Example: Monthly Station Report

fig = plt.figure(figsize=(18, 12))

# top row: trend + MoM change
ax1 = fig.add_subplot(2, 2, 1)
ax2 = fig.add_subplot(2, 2, 2)

# bottom row: station breakdown + heatmap
ax3 = fig.add_subplot(2, 2, 3)
ax4 = fig.add_subplot(2, 2, 4)

# top-left: monthly revenue + rolling avg
ax1.plot(monthly['month_str'], monthly['revenue'], marker='o', label='Monthly')
ax1.plot(monthly['month_str'], monthly['rolling_3m'], linestyle='--', label='3M Avg')
ax1.set_title('Monthly Revenue')
ax1.legend()
ax1.tick_params(axis='x', rotation=45)

# top-right: MoM % change (green/red bars)
colors = ['green' if v >= 0 else 'tomato' for v in monthly['mom_pct'].fillna(0)]
ax2.bar(monthly['month_str'], monthly['mom_pct'].fillna(0), color=colors)
ax2.axhline(0, color='black', linewidth=0.8)
ax2.set_title('Month-over-Month Change (%)')
ax2.tick_params(axis='x', rotation=45)

# bottom-left: revenue by station
sns.barplot(data=station_rev, x='station_code', y='amount', ax=ax3)
ax3.set_title('Total Revenue by Station')
for c in ax3.containers:
    ax3.bar_label(c, fmt='%.0f', padding=3, fontsize=8)

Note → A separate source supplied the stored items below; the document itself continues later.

PR #158, opened 2025-06-09
Replace allow_dependent_rows and allow_dependent_columns with assume_full_rank

adconner:
The two functions allow_dependent_{rows,columns} together did the job of answering if the solver accepts full rank matrices for the purposes of the jvp. Allowing them to be implemented separately created some issues: 
1) Invalid states were representable. Eg. What does it mean that
   dependent columns are allowed for square matrices if dependent rows
   are not? What does it mean that dependent rows are not allowed for
   matrices with more rows than columns?
2) As the functions accept operator as input, a custom solver could in
   principle decide its answer based on operator's dynamic value rather
   than only jax compilation static information regarding it, as in all
   the lineax defined solvers. This would prevent jax compilation and
   jit.

Both issues are addressed by asking the solver to report only if it assumes the input is numerically full rank. If this assumption is exactly violated, its behavior is allowed to be undefined, and is allowed to error, produce NaN values, and produce invalid values.

### DIFF
--- a/lineax/_solver/qr.py
+++ b/lineax/_solver/qr.py
@@ -100,22 +100,8 @@ class QR(AbstractLinearSolver):
         conj_options = {}
         return conj_state, conj_options
 
-    def allow_dependent_columns(self, operator):
-        rows = operator.out_size()
-        columns = operator.in_size()
-        # We're able to pull an efficiency trick here.
-        #
-        # As we don't use a rank-revealing implementation, then we always require that
-        # the operator have full rank.
-        #
-        # So if we have columns <= rows, then we know that all our columns are linearly
-        # independent. We can return `False` and get a computationally cheaper jvp rule.
-        return columns > rows
-
-    def allow_dependent_rows(self, operator):
-        rows = operator.out_size()
-        columns = operator.in_size()
-        return rows > columns
+    def assume_full_rank(self):
+        return True
 
 
 QR.__init__.__doc__ = """**Arguments:**
--- a/docs/api/solvers.md
+++ b/docs/api/solvers.md
@@ -9,9 +9,9 @@ If you're not sure what to use, then pick [`lineax.AutoLinearSolver`][] and it w
             members:
                 - init
                 - compute
-                - allow_dependent_columns
-                - allow_dependent_rows
                 - transpose
+                - conj
+                - assume_full_rank
 
 ::: lineax.AutoLinearSolver
     options:
--- a/lineax/_solve.py
+++ b/lineax/_solve.py
@@ -198,16 +198,17 @@ def _linear_solve_jvp(primals, tangents):
         # -A'x term
         vec = (-(t_operator.mv(solution) ** ω)).ω
         vecs.append(vec)
-        allow_dependent_rows = solver.allow_dependent_rows(operator)
-        allow_dependent_columns = solver.allow_dependent_columns(operator)
-        if allow_dependent_rows or allow_dependent_columns:
+        rows, columns = operator.out_size(), operator.in_size()
+        assume_independent_rows = solver.assume_full_rank() and rows <= columns
+        assume_independent_columns = solver.assume_full_rank() and columns <= rows
+        if not assume_independent_rows or not assume_independent_columns:
             operator_conj_transpose = conj(operator).transpose()
             t_operator_conj_transpose = conj(t_operator).transpose()
             state_conj, options_conj = solver.conj(state, options)
             state_conj_transpose, options_conj_transpose = solver.transpose(
                 state_conj, options_conj
             )
-        if allow_dependent_rows:
+        if not assume_independent_rows:
             lst_sqr_diff = (vector**ω - operator.mv(solution) ** ω).ω
             tmp = t_operator_conj_transpose.mv(lst_sqr_diff)  # pyright: ignore
             tmp, _, _ = eqxi.filter_primitive_bind(
@@ -221,7 +222,7 @@ def _linear_solve_jvp(primals, tangents):
             )
             vecs.append(tmp)
 
-        if allow_dependent_columns:
+        if not assume_independent_columns:
             tmp1, _, _ = eqxi.filter_primitive_bind(
                 linear_solve_p,
                 operator_conj_transpose,  # pyright: ignore
@@ -393,56 +394,6 @@ class AbstractLinearSolver(eqx.Module, Generic[_SolverState]):
         """
 
     @abc.abstractmethod
-    def allow_dependent_columns(self, operator: AbstractLinearOperator) -> bool:
-        """Does this method ever produce non-NaN outputs for operators with linearly
-        dependent columns? (Even if only sometimes.)
-
-        If `True` then a more expensive backward pass is needed, to account for the
-        extra generality.
-
-        If you do not need to autodifferentiate through a custom linear solver then you
-        simply define this method as
-        ```python
-        class MyLinearSolver(AbstractLinearsolver):
-            def allow_dependent_columns(self, operator):
-                raise NotImplementedError
-        ```
-
-        **Arguments:**
-
-        - `operator`: a linear operator.
-
-        **Returns:**
-
-        Either `True` or `False`.
-        """
-
-    @abc.abstractmethod
-    def allow_dependent_rows(self, operator: AbstractLinearOperator) -> bool:
-        """Does this method ever produce non-NaN outputs for operators with
-        linearly dependent rows? (Even if only sometimes)
-
-        If `True` then a more expensive backward pass is needed, to account for the
-        extra generality.
-
-        If you do not need to autodifferentiate through a custom linear solver then you
-        simply define this method as
-        ```python
-        class MyLinearSolver(AbstractLinearsolver):
-            def allow_dependent_rows(self, operator):
-                raise NotImplementedError
-        ```
-
-        **Arguments:**
-
-        - `operator`: a linear operator.
-
-        **Returns:**
-
-        Either `True` or `False`.
-        """
-
-    @abc.abstractmethod
     def transpose(
         self, state: _SolverState, options: dict[str, Any]
     ) -> tuple[_SolverState, dict[str, Any]]:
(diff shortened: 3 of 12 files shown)


adconner:
If you wanted to go further than this PR and did not mind a breaking change, you can make full_rank an operator tag. Then solvers requiring full_rank operators check this just like they check any tag, and the jvp checks the operator tag when choosing the jvp terms to emit. This has benefits

1. More general solvers also benefit from a faster jvp when called with operators statically known (or assumed) to be full rank
2. AutoLinearSolver can now be fully automatic, not requiring well_posed for an argument
3. It makes all static assumptions about operators needed by solvers explicit in operator tags

Users would have to update their code to tag most operators as full rank

patrick-kidger:
Hey there! So you're actually touching on a design point from way back in the early days of Lineax. We in fact originally had a `maybe_singular_tag` on the operator rather than a description of what could be handled by the solver.

We eventually nixed this because it was too much of a footgun.
- If Lineax defaulted to assuming well-posedness and you left off the tag `maybe_singular_tag` then you'd silently incorrect JVPs.
- If Lineax defaulted to assuming singularity (as you seem to be suggesting here) and you left off the `full_rank` tag then you'd get silently expensive JVPs. Or conversely if adding that tag because the accepted default, then forgetting to remove it puts you back in the land of silently incorrect JVPs.

Either way this was clearly going to go wrong for a lot of users a substantial fraction of the time!

Making this a property of the solver instead reflects real-world usage. You're probably only using SVD if you have a singular problem, for example, and you're anyway happy to accept the extra computational cost in the JVP rule.

---

As for the adjustment you're originally making in this PR: being able to distinguish these two cases is useful for the sake of faster JVPs, in particular for QR solves.

On (1) it's true that illegal states are representable. We could probably add some `assert` statements to `_linear_solve_jvp` to catch the cases you highlight, which are all determinable given compiletime information. On (2) indeed it has to be static; this is already captured in its type annotation `-> bool` which is not a JAX array; it is an error for a solver to return anything else -- as meaningless as returning a string or `object()` etc.

WDYT?

patrick-kidger:
> It is true that AutoLinearSolver would be SVD for undecorated operators, but this is the only source of silent inefficiencies (and this is also analagous to the psd tag: the user will already get silent inefficiencies from the auto solver selection if they do not tag a known psd operator)

Actually, there is one further problem here (and one that is a motivating reason for us not to do this ): if a user has what they believe to be a definite operate, but mistakenly provides an indefinite operator, then SVD will silently compute a pseudoinverse (least-square/least-norm) solve, rather than erroring out as would be desirable.

> Any values of allow_dependent_{rows,columns} which are not functions of the operator being {tall,square,wide} and whether it is assumed to be full rank are invalid.

On this part, I think I like these changes. This was always a subtle point I have to think a lot about.

I think my main comment is that in general I think this could still be a function of any structure/sparsity in the operator? I'd need to noodle on this to be sure I'm getting it right, but I could believe that certain solvers might exhibit or not exhibit this behaviour depending on the operator. (The trivial example is of course a user-defined `assume_full_rank` tag that the solver checks and respects! But perhaps there are other examples?)

patrick-kidger:
> so the the only information it is missing is whether the operator is full rank

So let's consider a solver that consumes a `2n`x`n` matrix and a `2n`-length vector and returns an `n`-length solution, and for which `assume_full_rank = False`; that is to say it will always return a pseudoinverse solution.

I've not yet told you anything about the structure of the matrix or the behaviour of the solver.

According to the description you've given here, we would always compute a more-expensive JVP, corresponding to the allow-dependent-rows case.

However! It just so happens that I have a case in mind for which we may only need the inexpensive JVP. (The part corresponding to a true linsolve solution, not the more general pseudoinverse solution).

Namely, we introduce all of the following:
```python
# Consumes two n x n operators and stacks them to create a 2n x n operator.
class TwoOperatorsInATrenchcoast(AbstractLinearOperator):
    first: AbstractLinearOperator
    second: AbstractLinearOperator

    ...

# Matrix of all zeros
class ZeroLinearOperator(AbstractLinearOperator):
    ...

def is_full_and_zero(operator: AbstractLinearOperator) -> bool:
    return (isinstance(operator, TwoOperatorsInATrenchcoast) and isinstance(operator.second, ZeroLinearOperator))

class WeirdSolver(AbstractLinearSolver):
    ...

    def allow_dependent_rows(self, operator):
        return not is_full_and_zero(operator)

    def compute(self, ...):
        if is_full_and_zero(operator) and is_lower_half_zero(vector):  # second function elided for brevity, can be statically evaluatable if there is suitable pytree structure (just as with the operator).
            # Perform an LU solve on the upper half, then pad with zeros
        else:
            # Perform an SVD solve
```

In this case we have that `WeirdSolver` is indeed satisfying its contract of only returning a pseudoinverse solution. In the fastpath branch, this coincides with performing a full-rank solve on a submatrix. When on that branch we can skip the extra JVP computation (the tangents in the zero regions are also structurally zero), and this is reflected in `allow_dependent_rows`.

Thus we have obtained a case in which the solver needs to consume the operator to determine the answer to how it handles dependent rows orn ot.

---

The above is obviously highly contrived. But I think it indicates that completely factoring out the operator height-vs-width directly into the JVP rule would indeed lose expressivity.

(Now, one could certainly make the argument that this is a worthy trade-off in the name of simplicity. And if we done this the first time around I'd agree, but as it is I'm inclined to keep things for the sake of backwards-compatibility.)

WDYT?

patrick-kidger:
Sorry for taking so long to get back to you; as this is a very technical + mostly internal change, it's been pushed down my priority list.

Anyway, I think we agree with each other then! As per my last message:

> (Now, one could certainly make the argument that this is a worthy trade-off in the name of simplicity. And if we done this the first time around I'd agree, but as it is I'm inclined to keep things for the sake of backwards-compatibility.)

Indeed a simpler solution could have been arrived at, at the cost of an acceptable loss of generality. However breaking backward compatibility requires a very high bar, and I don't think that adjusting where we land on this trade-off meets that.

I am concious of your other work in #159. I'd definitely still be very happy to get that in if you'd be willing to update it without this PR as a dependency?

lineax/_solver/qr.py
```diff
@@ -100,22 +100,8 @@ def conj(self, state: _QRState, options: dict[str, Any]):
...
-        # So if we have columns <= rows, then we know that all our columns are linearly
-        # independent. We can return `False` and get a computationally cheaper jvp rule.
-        return columns > rows
-
-    def allow_dependent_rows(self, operator):
-        rows = operator.out_size()
-        columns = operator.in_size()
-        return rows > columns
+    def assume_full_rank(self):
+        return True
```
patrick-kidger, line 104: I think this one is a bit of a footgun. When using `AutoLinearSolver(well_posed=None)` then we'll select QR if the operator is nonsquare, but as your example in #168 demonstrates, then this may erroneously return a solution.

Unlike when we first wrote Lineax, I believe JAX now has a rank-revealing QR decomposition available via [`jax.lax.linalg.qr`](https://docs.jax.dev/en/latest/_autosummary/jax.lax.linalg.qr.html).

I think setting the return value here to `False`, and unconditionally using the rank-revealing implementation (modulo a 'promise full rank' tag, more on that later), should fix this however?

patrick-kidger (commented):
Okay, on the basis of #168 - returning to this PR @adconner, I think I'm now open to merging this more-or-less as-is. The convincing factor for me was the difficulty of getting `allow_dependent_{rows,columns}` to be correct, as you highlighted a long-standing bug in the QR solver of exactly this sort.

I have one question on QR below, otherwise I like this PR as-is.

lineax/_solver/qr.py
adconner: All the solvers except SVD which are assume_full_rank=True might erroneously return a solution in the rank deficient case. If you wish to test this use a 3x3 matrix with the bottom right 2x2 zero and try LU, or make it symmetric and try Cholesky. This is just a fact of life, if you need guaranteed errors you use SVD or pivoted qr.

In my mind, based on the solver selection in the documentation, `AutoLinearSolver(well_posed=None)` is supposed to mean "handle full rank non square operators", `True` means "handle arbitrary non square operators" and `False` means "handle full rank square operators". The language in the documentation is a bit indirect, but seems to support this ("ill posed" meaning "nonsquare", fine, like "over/underdetermined"). Maybe this isn't what you had in mind when you implemented this option originally but this is the actual interface lineax currently provides.

And as an aside, you *definitely* want to efficiently explicitly handle full rank nonsquare operators, both with solver and grad support, as this is almost the most common case: Remember than a random matrix is full rank, so also are most matrices encountered "in the wild". The ways you might encounter rank deficiency are (1) if your application really has it for some structural reason, ie all matrices in sight have the same rank which is not full, in which case you probably know or you find out during development by checking the singular values of a random example from the application, or (2) you are optimizing in the space of full rank matrices and your objective takes you close to rank deficient matrices. In case (1) you want SVD or pivoted qr, and in case (2) you probably *dont* want to start suddenly changing the structure of the objective function, computing minimum norm solutions as your singular values get small (not to mention changing your gradients, which are only valid in a locus of constant rank matrices, recall e.g. the first sentence of https://en.wikipedia.org/wiki/Moore-Penrose_inverse#Derivative ). In this case you probably don't want it hidden from you that you are close to dividing by zero. (As a truly tangential aside, in case (1) you have also the same concern as case (2): maybe you are optimizing in the space of constant rank r matrices and you get close to the rank <r-1 locus. You probably dont want your solver to suddenly start assuming an extra singular value is zero. Currently there is no clear way to work around this aside from forking lineax to add operator rank assumptions.)

Its also for exactly this case (full rank non square) that I contributed Normal, so that we can have many more solvers in this space, most simply Normal(Cholesky). 

Aside from the problem of wanting to ignore the above use case, there is another subtlety implementing rank revealing qr only and making it `assume_full_rank=False`. Firstly, its relatively simple to implement it to solve full rank systems with guaranteed errors on rank deficiency if desired (at least it would only have the same problems as the current qr, see jax-ml/jax#29173 ). This would still be `assume_full_rank=True`, but with guaranteed checking of this assumption at run time. However, a version doing a pseudo inverse solve needs more lapack (and equivalent cuda/tpu) routines than currently provided by jax, to do the so-called "complete orthogonal factorization": see the documentation of [sgelsy](https://www.netlib.org/lapack/explore-html/dc/d8b/group__gelsy_gada8d9d36935b71771a6bf91ca57da6ad.html). The additional needed routine ([tzrzf](https://www.netlib.org/lapack/explore-html/dd/d82/group__tzrzf_ga1137e671067bad30ac49c0735caaefdd.html)) is not provided by jax; I also mention this in the last paragraph of that jax issue.

In any case, even if you want to add the required support to jax to implement full pseudo inverse pivoted qr in lineax, you would still want to support pivoted and ordinary qr for assumed full rank matrices, because there is a real saving on avoiding a jvp term and this is the common case (and in the pivoted qr case, you additionally save the step of forming the complete orthogonal decomposition).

# bottom-right: station × month heatmap
pivot = parking_df.pivot_table(
    values='amount', index='station_code',
    columns=parking_df['entry_time'].dt.month, aggfunc='sum'
)
sns.heatmap(pivot, annot=True, fmt='.0f', cmap='YlOrRd', ax=ax4)
ax4.set_title('Revenue by Station × Month')
ax4.set_xlabel('Month')

plt.suptitle('Parking System — Monthly Report', fontsize=16, y=1.01)
plt.tight_layout()
plt.savefig('monthly_report.png', dpi=150, bbox_inches='tight')
plt.show()

Reading the composition: - Top-left tells you what the trend is. Top-right tells you how fast it's changing. - Bottom-left ranks stations by total. Bottom-right shows which station had which month — the question the bar chart can't answer alone. - The line chart and heatmap complement each other: one shows shape, the other shows magnitude across two dimensions simultaneously.